For all observations, mean deviations from the median showed an even distribution for all readers and HIPPO™. However, when disaggregated for the different measurements, differences between the readers become apparent. For the CCD, the manual readers and HIPPO™ showed a similar distribution of observations with an even spread around the mean. In contrast, for measurements that included the labeling of the lateral acetabular edge, we observed differences between the individual manual readers, indicating a methodical deviation. For these measurements, the AI-based software showed values in between the manual readers. The software was trained on over 4000 individual radiographs acquired from large international cohorts and automatically detects and localizes anatomically relevant landmarks. Thereby, the AI performs a consensus assessment for three AI models for each radiograph and is not prone to subjective assessments and ratings. Our analyses indicate that individual readers might be susceptible to systematic disagreement that result in either positive or negative deviations from the median. The AI software showed no deviation in any direction greater than a manual reader. The SUCRA plots indicate a non-inferiority for the AI-driven software.

In our study, the AI software showed erroneous measurements for two hips. In both cases, the anatomical femur axis could not be localized correctly due to pelvic obliquity and excessive cropping of the proximal femur. Hence, the CCD showed incorrect values, while the measurements based on the femoral head and acetabulum were not affected. In this context, it needs to be emphasized that, in the current state of development, all automated measurements performed by an AI software need to be checked and confirmed by the user.

Currently, properly acquired radiographs are essential for the precise analysis of radiological signs of FAI and dysplasia, as there is a high variability when comparing pelvic-focused views and radiographs acquired in a supine position. In the future, with enough training and validation data, AI-driven software might be able to compensate for poor image quality. Although more advanced imaging techniques, such as MRI or MR-arthrography, are in use for the diagnosis of hip disorders and show higher sensitivities, plain radiography with hip projections remains the basic diagnostic imaging tool [11]. AI applications are capable of processing large numbers of images very quickly and can be used for standardized and reproducible analysis.

Our results demonstrate that the most common radiographic parameters for FAI and hip dysplasia can be determined in a fully automated method with an accuracy comparable to manual readers.

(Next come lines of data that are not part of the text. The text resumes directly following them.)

PR #1011, opened 2024-03-22
Add StackHPC Ironic tunings

jovial:


etc/kayobe/kolla/config/ironic/ironic-conductor.conf
```diff
@@ -0,0 +1,92 @@
...
+[agent]
+# Use iPXE server for direct deploy source
+image_download_source = http
+# Reduce load by only collecting logs on failure
+deploy_logs_collect = on_failure
+
+[console]
+socat_address = {% raw %}{{ api_interface_address }}{% endraw %}
+
+[conductor]
```
dougszumski, line 7: Duplicate section

etc/kayobe/kolla/config/ironic/ironic-conductor.conf
```diff
@@ -0,0 +1,92 @@
...
+automated_clean=true
```
dougszumski, line 8: I saw at some sites we have this cleaning tweak from the Ironic docs:

```
[deploy]/erase_devices_priority=0
[deploy]/erase_devices_metadata_priority=0
[conductor]/clean_step_priority_override=deploy.erase_devices_express:5
```

I know cleaning is very site specific. Probably safer to leave the above out and default to scrub. Perhaps worth linking to the Ironic Doc?

dougszumski (commented):
Nice!

etc/kayobe/kolla/config/global.conf
```diff
@@ -0,0 +1,4 @@
+[oslo_messaging_rabbit]
+rpc_conn_pool_size = 300
+rpc_thread_pool_size = 2048
+rpc_response_timeout = 3600
```
JohnGarbutt: I am not sure we want this being global?

etc/kayobe/kolla/config/ironic/ironic-conductor.conf
```diff
@@ -0,0 +1,92 @@
...
+rpc_response_timeout = 360
+
+[agent]
+# Use iPXE server for direct deploy source
+image_download_source = http
+# Reduce load by only collecting logs on failure
+deploy_logs_collect = on_failure
+
+[console]
+socat_address = {% raw %}{{ api_interface_address }}{% endraw %}
```
JohnGarbutt: Yeah, this is duplicate to. Do we need it?

etc/kayobe/kolla/config/ironic/ironic-conductor.conf
```diff
@@ -0,0 +1,92 @@
...
+
+[conductor]
+automated_clean=true
+# We have busy conductors failing to heartbeat
+# Default is 10 secs
+heartbeat_interval = 30
+# Default is 60 seconds
+heartbeat_timeout = 360
+sync_local_state_interval = 360
```
JohnGarbutt: I think there is a pthread config we can use here as well now?

etc/kayobe/kolla/config/ironic/ironic-conductor.conf
JohnGarbutt: I would actually like our default to be fail if secure erase fails, with a note on how to work around that.

etc/kayobe/kolla/config/ironic/ironic-conductor.conf
```diff
@@ -0,0 +1,92 @@
...
+
+# Normally this is 100. We see eventlet threads
+# not making much progress, to for saftey reduce
+# this by half, should leave work on rabbit queu
+workers_pool_size = 50
+# Normally this is 8, keep it same
+period_max_workers = 8
+
+# Stop power state sync
```
JohnGarbutt: I actually think this is a bad move now, disabling placement and power stuff.
We should consider just increasing the interval a bit.

Probably 120 like the ones below?

etc/kayobe/kolla/config/ironic/ironic-conductor.conf
```diff
@@ -0,0 +1,92 @@
...
+power_failure_recovery_interval = 0
+# Stop checking for orphan allocations for now
+check_allocations_interval = 0
+
+# Wait much longer before provision timeout check, to reduce background load
+# The default is 60 seconds
+check_provision_state_interval = 120
+check_rescue_state_interval = 120
+
+[database]
```
JohnGarbutt, line 34: I think we have some of this in upstream kolla now, from the work Pierre did with failovers?

etc/kayobe/kolla/config/ironic/ironic-conductor.conf
```diff
@@ -0,0 +1,92 @@
...
+# to get a connection out the pool that has already timed out
+connection_recycle_time = 1800
+# By default this is 30 seconds, but as we reduce
+# the pool overflow, some people will need to wait longer
+pool_timeout = 60
+
+[deploy]
+shred_random_overwrite_iterations = 0
+shred_final_overwrite_with_zeros = false
+continue_if_disk_secure_erase_fails = true
```
JohnGarbutt: Ah, @dougszumski this is part of what you were talking about?

etc/kayobe/kolla/config/nova/nova-compute-ironic.conf
```diff
@@ -2,3 +2,25 @@
...
 host = {{ kolla_nova_compute_ironic_static_host_name | mandatory('You must set a static host name to help with service failover. See the operations documentation, Ironic section.') }}
 {% endif %}
+# Don't limit the number of concurrent builds for the nova ironic compute
+# service.
+max_concurrent_builds = 35
+
+force_config_drive = True
+
+# Disable power state sync interval (default is 600 seconds)
+sync_power_state_interval = -1
```
JohnGarbutt: I am not sure we want this still.

etc/kayobe/kolla/config/ironic/ironic-conductor.conf
jovial: done

etc/kayobe/kolla/config/ironic/ironic-conductor.conf
jovial: This one:

```
# Run the health check heartbeat thread through a native
# python thread by default. If this option is equal to False
# then the health check heartbeat will inherit the execution
# model from the parent process. For example if the parent
# process has monkey patched the stdlib by using
# eventlet/greenlet then the heartbeat will be run through a
# green thread. This option should be set to True only for the
# wsgi services. (boolean value)
#heartbeat_in_pthread = false
```
I guess that should only be set on ironic-api. Was there some other tuning options too?

etc/kayobe/kolla/config/ironic/ironic-conductor.conf
jovial: removed

etc/kayobe/kolla/config/global.conf
jovial: removed

etc/kayobe/kolla/config/ironic/ironic-conductor.conf
jovial: removed

etc/kayobe/kolla/config/ironic/ironic-conductor.conf
jovial: I have removed the options that are in upstream kolla (although the values are different to the ones we had in the first version of this PR)

etc/kayobe/kolla/config/ironic/ironic-conductor.conf
jovial: I explicitly set a value for erase_devices as the priroity is dependent on the hardware manager in use. What do you think?

etc/kayobe/kolla/config/nova/nova-compute-ironic.conf
jovial: Remvoed

jovial:
I've removed the bits that were flagged and have made pieces conditional on having Ironic enabled. Please review again :pray:

etc/kayobe/kolla/config/nova/nova-compute-ironic.conf
```diff
@@ -2,3 +2,16 @@
 [DEFAULT]
```
navaati: Hey, that should probably be outside of the `{% if %}` now that there is other stuff under it.

mnasiadka:
any chance we move forward on this?

etc/kayobe/kolla/config/nova/nova-compute-ironic.conf
jovial: done

Alex-Welsh:
@JohnGarbutt or @dougszumski Any chance you could re-review this? It looks like exactly the sort of opinionated defaults we should be setting in SKC, but I don't have the subject knowledge to review it myself

bbezak:
bump on that PR as it is very useful @jovial @dougszumski @JohnGarbutt - or we can build on top of https://github.com/stackhpc/stackhpc-kayobe-config/pull/1729 @jackhodgkiss

etc/kayobe/kolla/config/ironic/ironic-conductor.conf
JohnGarbutt: Coming back to this, I think we should move to erase_devices_express, now I understand it better. I think we need to make the default good out the box with our pre-built IPA.

jovial: Express will fallback to metadata erase if hardware assisted erase fails i.e it could leave data on the disk. Wouldn't it be better to default to a secure form of erasing i.e erase_devices?  We'd then allow users to opt into a faster potentially non-secure metadata erase if they accepted that security trade off.

jovial:
Closing in favor of https://github.com/stackhpc/stackhpc-kayobe-config/pull/2229/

This study has some limitations. First, the parameters that were evaluated in this study do not cover the complete radiological analysis for FAI and hip dysplasia. For instance, the crossover sign to identify acetabular retroversion was not assessed and measurements were performed on AP radiographs. For Cam-type FAI, a Dunn view projection is typically also used for detecting femoral head–neck asphericity with increased sensitivity. The quality assessment for the inclusion of radiographs for this study was performed manually and did not include objective ratings for pelvic obliquity or malrotation, resulting in a potential risk for selection bias. Furthermore, the manual measurements in this study were performed only by orthopedic surgeons, introducing a potential bias in the analyses. Hence, the reliability between different specialties could not be investigated.

5. Conclusions

An AI-driven software can provide fully automated measurements of native, weight-bearing AP radiographs of the pelvis with great accuracy and reproducibility. Using deep learning algorithms can facilitate the identification of radiographic signs of femoroacetabular impingement and hip dysplasia. However, diagnoses need to be confirmed by medical professionals.